Off-label use of recombinant factor VIIa for treatment of haemorrhage: results from randomized clinical trials
Article first published online: 23 APR 2008
© 2008 The Author(s). Journal compilation © 2008 Blackwell Publishing Ltd
Volume 95, Issue 1, pages 1–7, July 2008
How to Cite
Johansson, P. I. (2008), Off-label use of recombinant factor VIIa for treatment of haemorrhage: results from randomized clinical trials. Vox Sanguinis, 95: 1–7. doi: 10.1111/j.1423-0410.2008.01063.x
- Issue published online: 11 MAY 2008
- Article first published online: 23 APR 2008
- Received: 3 December 2007, revised 8 February 2008, accepted 26 March 2008
- randomized clinical trials;
Background Recombinant factor VIIa (rFVIIa) is used for haemophilic patients with inhibitors against coagulation factor VIII or IX, but there is also an off-label use of rFVIIa for patients with massive bleeding. The aim of the present study was to review the randomized clinical trials (RCT) for evidence of such an approach.

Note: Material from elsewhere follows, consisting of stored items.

PR #1096, opened 2023-02-08
[CMake] minimum version at 3.19 --master

mathildemerle:
Same as https://github.com/medInria/medInria-public/pull/1095

Switch cmake minimum to 3.19.

:m:

### DIFF
--- a/CMakeLists.txt
+++ b/CMakeLists.txt
@@ -11,7 +11,7 @@
 #
 ################################################################################
 
-cmake_minimum_required(VERSION 3.3)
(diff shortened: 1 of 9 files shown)


fcollot:
It would be better to remove the lines `cmake_minimum_required(VERSION ${CMAKE_MINIMUM_REQUIRED_VERSION})` entirely as they serve no purpose now since they are simply repeating the same call as the top level one.

mathildemerle:
@fcollot done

Methods In October 2007, a review of RCT involving rFVIIa for non-haemophilic indications was performed. The effect of rFVIIa on blood loss and transfusion requirements was recorded.
Results Seventeen RCTs were identified concerning different bleeding conditions, for example, secondary to surgery, infection and stem cell transplantation. Three pilot studies reported a significant reduction in transfusion requirements and/or blood loss in the rFVIIa-treated groups, but these have not been confirmed in large randomized trials. No difference in thromboembolic complications between rFVIIa and placebotreated patients were found, except for a study in patients with intracranial haemorrhage. In the intracranial haemorrhage study, 16 out of 16 arterial thrombotic events and 19 out of 21 combined arterial and venous thromboembolic events were found in the rFVIIa-treated patients.
Conclusion There is little evidence to support routine use of rFVIIa for patients with massive bleeding based on the results of the randomized trials performed. In patients with a normal haemostatic system, administration of rFVIIa may be associated with an increased risk of thromboembolic events.